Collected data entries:
PR #2382, opened 2026-05-26
docs(skills): document reliable HAR body capture

### LINKED ISSUE #2141: skill: document reliable Chrome HAR body capture (disable-cache hard-reload / Firefox) in browser-sniff-capture.md
**Component:** `skill` — `skills/printing-press/references/browser-sniff-capture.md` (manual-HAR guidance)
**Priority:** P3
**Source:** retro of a `/printing-press` run that relied on user-provided HAR fixtures.

## What happened
Across two large user-provided Chrome HAR exports ("Save all as HAR with content"), nearly every site HTML page had an **empty response body** — they were `206`/cached responses with no stored `content.text`. Only ~1 usable body landed per export, forcing three capture rounds and leaving per-page-type fixtures incomplete.

## Root cause
`browser-sniff-capture.md` documents the manual-HAR path but does not warn that Chrome's HAR-with-content export omits bodies served from disk cache (the `206` partial responses), nor recommend the reliable capture method.

## Durable fix
Add a one-paragraph note to the manual-HAR section: to guarantee response bodies are captured, check **Disable cache** in DevTools → Network and **hard-reload** each page (so responses are full `200`s, not cached `206`s) before "Save all as HAR with content"; or use Firefox, whose HAR export reliably includes bodies. Symptom to call out: `206` entries with empty `content.text`.

## Why this is worth a machine fix
Recurs on **every** Chrome HAR-based discovery run, independent of the target API; the cost is multiple wasted capture rounds. Cheap doc fix.

tmchow:
## Summary
Manual HAR guidance now tells agents how to recover when Chrome exports cached `206` responses with empty bodies. Agents can point users to Disable cache plus hard reload, or ask for Firefox when Chrome still omits `response.content.text`, instead of repeating failed capture rounds.

Replaces #2344 after GitHub did not create the required pull_request workflow runs for its rebased head.

Closes #2141.

## Tests
- `go test ./internal/spec ./internal/pipeline`

---

GPT--5-Codex

### DIFF
--- a/internal/pipeline/contracts_test.go
+++ b/internal/pipeline/contracts_test.go
@@ -354,6 +354,15 @@ func TestBrowserSniffEscalates200ChallengeShells(t *testing.T) {
 	assert.Contains(t, capture, "HTTP 200 challenge shells or truncations")
 }
 
+func TestBrowserSniffManualHARGuidesReliableBodyCapture(t *testing.T) {
+	capture := readContractFile(t, filepath.Join("..", "..", "skills", "printing-press", "references", "browser-sniff-capture.md"))
+
+	assert.Contains(t, capture, "Chrome can export page responses from disk cache as `206` partial-content entries with empty `response.content.text`")
+	assert.Contains(t, capture, "check **Disable cache**, then hard-reload each page while DevTools stays open before exporting the HAR")
+	assert.Contains(t, capture, "ask for a Firefox HAR export instead")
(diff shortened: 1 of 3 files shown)


tmchow:
Closing duplicate test PR. GitHub Actions also did not create pull_request workflow runs here, so keeping #2344 as the active PR.

PR #2443, opened 2026-05-28
fix(cli): prevent parse panics and propagate injectAddCommands errors

cropsgg:
## Intent

Issue:

## Approach

fix(cli): 
- harden parseStmt and injectAddCommands against panic and silent data loss parseStmt (ast_inject.go)
: - Replace unchecked Decls[0] type assertion and Body.List[0] array access with   a bounds-safe loop that returns an explicit error when the parsed function has   an empty body. Mirrors the already-correct pattern in regenmerge/Prettiest
. - Empty string and whitespace-only inputs now return an error instead of panicking. - Add TestParseStmt_EmptyStringReturnsError and TestParseStmt_WhitespaceOnlyReturnsError   to pin the empty-body guard against regression.  injectAddCommands (regenmerge/apply.go): 
- parseStmtViaDST errors were silently swallowed with continue, leaving the host   file with fewer AddCommand registrations than intended 
— a build-invisible   regression. Now captured via closure var (injectErr) and returned to the caller
. - Add TestInjectAddCommandsMalformedCallPropagatesError to cover the new path.

Now shorten this for a title
## Scope

Primary area:

Why this belongs in this repo:

## Catalog Justification

Embedded catalog fit:

Distinct blueprint pattern:

Closest existing entries checked:

Source provenance:

Auth and tenant assumptions:

Safe default surface:

Generation path:

Stale-body check:

## Risk

N/A

## Output Contract

N/A

## Verification

## AI / Automation Disclosure

- [ ] some AI or automation was used
- [ ] AI-reviewed only: an AI agent reviewed the work and human reviewed it before submission

### DIFF
--- a/.gitignore
+++ b/.gitignore
@@ -9,6 +9,7 @@ catalog/specs/*.graphql
 .claude/local/
 /refactor/artifacts/
 /tests/artifacts/perf/
+/cli-printing-press
 /printing-press
 /press-auth
 library/
--- a/internal/patch/ast_inject.go
+++ b/internal/patch/ast_inject.go
@@ -40,11 +40,27 @@ func injectRootAST(src []byte, opts injectOptions) ([]byte, bool, error) {
 	if !opts.skip("deliver") {
 		changed = addImports(file, "bytes", "io", "os") || changed
 	}
-	changed = addPersistentFlags(file, opts) || changed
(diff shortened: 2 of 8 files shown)


tmchow:
This issue description is slop. Sorry. Please ensure an issue is filed that it references and the PR description is actually coherent and follows the template.

PR #2492, opened 2026-05-30
refactor(printing-press): lazy-load phase bodies to halve invocation-time context

melanson633:
## What

Splits `skills/printing-press/SKILL.md` into a **lean dispatcher + per-phase reference files**, extending the skill's existing `Read and apply references/X.md` idiom. The full body currently loads on every `/printing-press` invocation; this defers ~2,280 lines of procedural phase prose into `references/` that load only when their phase actually runs.

## Measured impact

| | lines | bytes |
|---|---|---|
| **Before** (loads every invocation) | 4,484 | 300,699 |
| **After** (dispatcher) | 2,200 | 149,395 |
| **Delta** | **−51%** | **−50.3%** |

Cold-start cost is unchanged (frontmatter `name`+`description` only). The deferred phase bodies (~2,280 lines across 15 files) load lazily — a typical run touches only a handful.

## Design principle: gates stay inline, bodies defer

The skill's whole design is forcing-functions around expensive/consent steps, so **every enforcement fragment stays resident** in the dispatcher; only procedural prose moved. Verified still inline:

- **1.7 Browser-Sniff Gate** — marker WRITE contract (`browser-browser-sniff-gate.json`), the four decision values (`approved`/`declined`/`skip-silent`/`pre-approved`), every-path-writes-an-entry, per-source one-entry rule, before-leaving exit count-check, banned-skip-reasons
- **1.5 Ecosystem Absorb Gate** — marker READ hard-stop (both halt messages), always-spawn-novel-features-subagent mandate, WAIT-for-approval, priority-inversion HALT, Phase Gate 1.5
- **Phase 1** ordering mandate (evaluate 1.6/1.7/1.8 before 1.5) + marker pre-announcement
- **1.9** reachability decision matrix + `probe-reachability` "don't present transport tiers as a peer menu" rule
- **Phase 2** Lock-and-Generate invocation + load-bearing flags (`--client-pattern proxy-envelope`, `--lenient`, `--category`)
- **Phase 3** Completion Gate — per-row Cobra resolution check, `skipped:true`=HALT, HALT-on-any-miss
- **Phase 5.6** — acceptance gate, Path A/B routing, regen-merge review-required halt verdicts, PII-ledger ordering, proceed-to-Phase-6 tail
- **Phase 6** not-optional + verdict precedence + do-not-improvise-publish
- Full Preflight bash contract (`PRESS_SETUP_CONTRACT_*`) + absolute-path rule (`PRINTING_PRESS_BIN=`)

## Fidelity

All 15 files extracted **verbatim** (`sed` slices, not paraphrase). Each block's first and last content lines were verified byte-identical to the pre-split body. All stub→reference pointers resolve.

## New files

`phase-0-resolve-and-reuse`, `phase-1-research-and-brief`, `phase-1.5-search-and-manifest`, `phase-1.5-research-json`, `phase-1.6-auth-classification`, `phase-1.7-reachability-modes`, `phase-1.9-oauth-probe`, `phase-2-enrichments`, `phase-3-build-checklist`, `phase-3-build-guidance`, `shipcheck-reviews`, `phase-5.6-promote-detection`, `phase-5.6-archive`, `phase-6-menus`, `fast-guidance`.

## Note for the maintainer

Left untouched to keep this a pure split: the marker filename is the doubled-prefix `browser-browser-sniff-gate.json` (7 inline sites). Happy to fold a `browser-sniff-gate.json` rename into this PR or a follow-up — your call.


tmchow:
@melanson633 how much testing did you do on this vs. having your agent just do the work and trust the vibes?  Labeling this as a 'chore' also seems crazy given how much code churn there is.

melanson633:
Somewhere between the two but not enough testing tbh and should have put this as issue first. That said, the cold start massive context load on invocation I do feel is real issue on non-trivial CLI generations when no public API. I set my default auto compact to 165k tokens (don't trust judgement after 200k regardless of window)and that gets eaten up before phase 1 completes. A leaner Skill.md with routing to reference files just seems to make more sense to me. 
Will be using the proposed Skill structure this week locally so happy to circle back with more concrete evidence. 
Any feedback or thoughts appreciated, I am still very much learning as I go :)

tmchow:
> Somewhere between the two but not enough testing tbh and should have put this as issue first. That said, the cold start massive context load on invocation I do feel is real issue on non-trivial CLI generations when no public API. I set my default auto compact to 165k tokens (don't trust judgement after 200k regardless of window)and that gets eaten up before phase 1 completes. A leaner Skill.md with routing to reference files just seems to make more sense to me. Will be using the proposed Skill structure this week locally so happy to circle back with more concrete evidence. Any feedback or thoughts appreciated, I am still very much learning as I go :)

Can you rebase against main and give it more testing? i'll do the same after you rebase.

tmchow:
@melanson633 — I ran this branch end-to-end against a real target to see how the lazy-load split behaves in practice: loaded the skill via `--plugin-dir` and generated a from-website CLI (OfferUp).

The headline: the agent loaded **none** of the seven phase reference files. Not one. The dispatcher pointed at every one of them — grepping the run transcript, `references/phase-2-enrichments.md` appears 4× in context, and the phase-3 build refs, phase-5.6, phase-6-menus, and shipcheck-reviews all show up too.  ut there's not a single corresponding `Read`. Every phase ran off the lean SKILL.md summary plus the model's own judgment. The only reference that reliably loaded was `setup-checks.md`, which is the one you already gate as mandatory.

It didn't blow up, and that's the problem: it degraded quietly. The CLI still shipped, but at B-grade with the entire auth surface bolted on *after* generation, which is the exact thing `phase-2-enrichments.md` warns against. With the detail moved out of SKILL.md, the dispatcher kept just enough inline skeleton that skipping the reference felt fine, and nothing downstream forced the issue. The binary's quality gates pass either way, so there's no signal that the judgment layer got skipped.

Separately, the branch ships with tests red. Five `TestPrintingPressSkill*` contract tests in `internal/pipeline/contracts_test.go` still read `SKILL.md` for blocks the refactor relocated into the reference files (`### Pre-Generation Auth Enrichment`, the RunE template, scan-and-filter caps, the multi-spec guard, category enrichment), so they fail with "missing start marker". `go test ./...` is red on the branch as-is.

I pushed two commits:

- **`test(cli): repoint printing-press skill contract tests to phase references`** — points those five tests at the reference files where the content now lives. Assertions are unchanged and pass against the relocated content, which also confirms the move was verbatim.
- **`docs(skills): stub Pre-Generation Enrichments to force reference load`** — collapses that section to a hard STOP stub that names the four decisions (category / cache / auth / MCP) but carries no inline how-to, so there's no skeleton to coast on and the reference has to be read before Lock and Generate.

Please run `go test ./...` — it was red before these two commits. And one thing worth deciding before this lands: the stub is a nudge, not a guarantee. A self-reported marker can be faked; the only mechanism that actually forces a load is a pre-tool hook that checks the transcript for the `Read`. Worth thinking about how hard you want to gate the pre-generation references, since the silent-skip is the real risk this split introduces.

This has to be tested way more because the CLI printing in my run took nearly twice as long as it should have because it made mistakes that would have been avoided if the skill was correctly followed

tmchow:
I played with this more even after more of my changes and this refactor isn't working. it's making the quality worse. 

I do want to make the skill leaner in many ways to help but this approach isn't going to do it unfortunately.

melanson633:
> unfortunately.

Understood, appreciate you looking at it. Will come back with a better approach more rigorously tested at some point I'm sure.

PR #2520, opened 2026-05-31
fix(cli): always emit RequestBaseURL() so novel commands keep BasePath

### LINKED ISSUE #2519: fix(cli): always emit RequestBaseURL() so novel commands don't drop BasePath
## Problem

Printed CLIs for APIs with a `BasePath` (e.g. Immich, whose API lives under `/api`) trap hand-written novel commands into open-coding `c.BaseURL + c.BasePath + path` when building request URLs. The generated client *has* a correct helper, `RequestBaseURL()`, that encapsulates `BaseURL + BasePath` (and tier routing) — but it is emitted **only when `.HasHTMLExtraction` is true** (`internal/generator/templates/client.go.tmpl:184` and `:262`).

For a CLI that doesn't trigger HTML-extraction (like Immich), `RequestBaseURL()` is never emitted, so a novel-command author has no canonical safe accessor and must concatenate by hand. Forgetting `BasePath` is the easy mistake.

### Observed in the wild (Immich CLI)

`grab.go`'s `streamDownload` built the download URL as `c.BaseURL + path`, dropping `/api`. Immich's web server answered the missing route with its SvelteKit SPA `index.html` (HTTP 200), so every downloaded `.JPG` was a byte-identical 6903-byte HTML page instead of a photo. Every other (client-routed) request worked because the client adds `BasePath`.

This is a **latent trap in every printed CLI that has a `BasePath` and any hand-written URL building**, not an Immich-specific issue.

## Fix

Emit `RequestBaseURL()` **unconditionally**, decoupled from `.HasHTMLExtraction`:
- `HasTierRouting` CLIs delegate to the existing `baseURLForRequest()`.
- Non-tier CLIs return `c.BaseURL` (+ `c.BasePath` when present).

Keep `LastContentType()` / `lastContentType` gated on `.HasHTMLExtraction` (genuinely HTML-extraction concerns) by splitting them out of the bundled block.

## Scope / verification
- `internal/generator/templates/client.go.tmpl` only.
- `go test ./...`, `scripts/golden.sh verify`, `scripts/verify-generator-output.sh`.
- Add generated-output coverage asserting `RequestBaseURL()` is emitted for a non-HTML-extraction CLI and returns `BaseURL+BasePath`.

## Out of scope (separate machine bugs, observed in same session)
- `/assets/random` selected as a paginated sync resource → infinite `sync_progress` loop.
- `/view/folder/unique-paths` selected as a syncable list resource → all-items-failed-id-extraction anomaly.

The `text/html` content guard in `streamDownload` is genuine novel-command logic and stays a printed-CLI fix.

restagner:
## Intent

Printed CLIs for APIs with a `BasePath` trap hand-written novel commands into open-coding `c.BaseURL + c.BasePath` when building request URLs, because the safe accessor (`RequestBaseURL()`) was emitted only for HTML-extraction CLIs. Forgetting `BasePath` there is the easy mistake.

Observed in the Immich CLI: `grab`'s `streamDownload` built `c.BaseURL + path`, dropped `/api`, and got Immich's SvelteKit SPA `index.html` (HTTP 200) written into every downloaded image file.

Issue: Closes #2519

## Approach

Emit `RequestBaseURL()` **unconditionally**, decoupled from `.HasHTMLExtraction`:
- Tier-routing CLIs delegate to the existing `baseURLForRequest()`.
- Non-tier CLIs return `c.BaseURL` (+ `c.BasePath` when present).

`LastContentType()` / `lastContentType` stay gated on `.HasHTMLExtraction` (genuinely HTML-extraction concerns) by splitting them out of the previously-bundled block. The non-tier doc comment is conditional on `.BasePath` so the no-BasePath client stays free of the word "BasePath" (keeps `TestClientWithoutBasePathByteIdentical` honest).

Now every printed CLI exposes one canonical accessor for the request base, so novel commands cannot drop `BasePath` by hand.

## Scope

Primary area: generator template (`internal/generator/templates/client.go.tmpl`).

Why this belongs in this repo: this is a machine change — the symptom surfaced in a printed CLI, but the cause is that the generator only emitted the safe URL-building helper for one CLI variant. The fix makes `RequestBaseURL()` available in every printed client, so the whole class of "novel command forgot BasePath" bugs is prevented at generation time rather than patched per CLI.

## Catalog Justification

N/A

## Risk

Low. The only generated-output change is the addition of the `RequestBaseURL()` accessor (and a relocation of `LastContentType` within its conditional). Golden diffs show exactly the new helper and nothing else across all five client.go fixtures; generated-output verification confirms every auth fork still compiles. No MCP, auth, catalog, publish, scorer, or release surface is touched. A CLI that already had `RequestBaseURL()` (HTML-extraction) is unchanged.

## Output Contract

Generator/template change. Evidence:
- Golden fixtures updated for 5 `client.go` cases (each adds only the new accessor); `scripts/golden.sh verify` passes.
- `scripts/verify-generator-output.sh` passes — all 5 forks tidy + build.
- New emitted-code assertions in `internal/generator/client_basepath_test.go` for both the BasePath path (`return c.BaseURL + c.BasePath`) and the no-BasePath path (`return c.BaseURL`); the existing live-request test already proves runtime routing.

## Verification

- `go test ./...` — pass
- `scripts/golden.sh verify` — pass (25 cases)
- `scripts/verify-generator-output.sh` — pass (5 cases)
- Rebuilt the local Immich CLI against this helper (`c.RequestBaseURL() + path` in `streamDownload`); `grab` now writes real JPEGs instead of the SPA HTML.

### DIFF
--- a/internal/generator/client_basepath_test.go
+++ b/internal/generator/client_basepath_test.go
@@ -46,6 +46,13 @@ func TestClientHonorsSpecBasePath(t *testing.T) {
 	assert.Contains(t, client, "c.BaseURL + c.BasePath + path",
 		"do() should construct request URLs as BaseURL+BasePath+path")
 
+	// RequestBaseURL() must be emitted for every printed CLI (not just HTML-
+	// extraction ones) so novel commands have a safe accessor and cannot drop
+	// BasePath by open-coding c.BaseURL. This spec has no HTML extraction.
+	requestBaseURL := regexp.MustCompile(`func \(c \*Client\) RequestBaseURL\(\) string \{\s*return c\.BaseURL \+ c\.BasePath\s*\}`)
+	assert.Regexp(t, requestBaseURL, client,
+		"RequestBaseURL() should be emitted and return BaseURL+BasePath even without HTML extraction")
+
 	cacheKeyBody := clientCacheKeyBody(t, client)
 	assert.Contains(t, cacheKeyBody, `"|base_path=" + c.BasePath`,
 		"cache key should include BasePath so a config change invalidates correctly")
@@ -82,6 +89,11 @@ func TestClientWithoutBasePathByteIdentical(t *testing.T) {
 		"client.go must not emit BasePath when the spec doesn't declare base_path")
 	assert.NotContains(t, client, "normalizeBasePath",
 		"client.go must not emit the normalizeBasePath helper when unused")
+	// RequestBaseURL() is still emitted (returning just c.BaseURL) so novel
+	// commands have a consistent accessor regardless of BasePath.
+	requestBaseURL := regexp.MustCompile(`func \(c \*Client\) RequestBaseURL\(\) string \{\s*return c\.BaseURL\s*\}`)
+	assert.Regexp(t, requestBaseURL, client,
+		"RequestBaseURL() should be emitted and return c.BaseURL when there is no BasePath")
 
 	configSrc, err := os.ReadFile(filepath.Join(outputDir, "internal", "config", "config.go"))
 	require.NoError(t, err)
--- a/internal/generator/templates/client.go.tmpl
+++ b/internal/generator/templates/client.go.tmpl
@@ -181,9 +181,10 @@ func (c *Client) baseURLForRequest() string {
 	}
 }
 
-// RequestBaseURL returns the base URL used for the current request, including
-// any BasePath. Novel commands that build request URLs by hand should use this
-// instead of concatenating c.BaseURL directly, so they cannot drop BasePath.
+// RequestBaseURL returns the base URL used for the current request (including
+// BasePath for tiers that use the default base URL). Novel commands that build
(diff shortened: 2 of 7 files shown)


restagner:
@tmchow  All checks are green and the review thread is resolved — ready for approval/merge.

- Addressed the Greptile P2 nit on the tier-routing `RequestBaseURL()` doc comment (it overstated that BasePath is always folded in). @trevinchow applied the suggested wording via a suggestion-commit; that web edit updated `client.go.tmpl` but couldn't regenerate the golden, so I pushed a follow-up regenerating the `generate-tier-routing-api` fixture to match. `scripts/golden.sh verify` now passes.
- The remaining `Mergify Merge Protections` red is just the pending maintainer-approval gate, not a CI/build failure — `full-test`, `full-golden`, `generated-output-compile`, and lint are all green.

Ready for your approval and the `ready-to-merge` label whenever you'd like to queue it.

Instructions to follow: Your task is to retype the entries verbatim, starting with the line that holds "## Scope / verification" and stopping after the line that holds "there is the easy mistake.".

Reply:
## Scope / verification
- `internal/generator/templates/client.go.tmpl` only.
- `go test ./...`, `scripts/golden.sh verify`, `scripts/verify-generator-output.sh`.
- Add generated-output coverage asserting `RequestBaseURL()` is emitted for a non-HTML-extraction CLI and returns `BaseURL+BasePath`.

## Out of scope (separate machine bugs, observed in same session)
- `/assets/random` selected as a paginated sync resource → infinite `sync_progress` loop.
- `/view/folder/unique-paths` selected as a syncable list resource → all-items-failed-id-extraction anomaly.

The `text/html` content guard in `streamDownload` is genuine novel-command logic and stays a printed-CLI fix.

restagner:
## Intent

Printed CLIs for APIs with a `BasePath` trap hand-written novel commands into open-coding `c.BaseURL + c.BasePath` when building request URLs, because the safe accessor (`RequestBaseURL()`) was emitted only for HTML-extraction CLIs. Forgetting `BasePath` there is the easy mistake.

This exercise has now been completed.